------ RECORDS FOR THE TASK ------
PR #756, opened 2019-09-17
refactor monitor module

huanggze:
Signed-off-by: huanggze <loganhuang@yunify.com>

**What type of PR is this?**
> Uncomment only one ` /kind <>` line, hit enter to put that in a new line, and remove leading whitespaces from that line:
>

/kind api-change
> /kind bug

/kind cleanup
> /kind design
> /kind documentation
> /kind failing-test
------
▸ PROBLEM
Would you copy each line of the records that contains "huanggze"?

▸ RESPONSE FOR THIS EXERCISE
huanggze:
Signed-off-by: huanggze <loganhuang@yunify.com>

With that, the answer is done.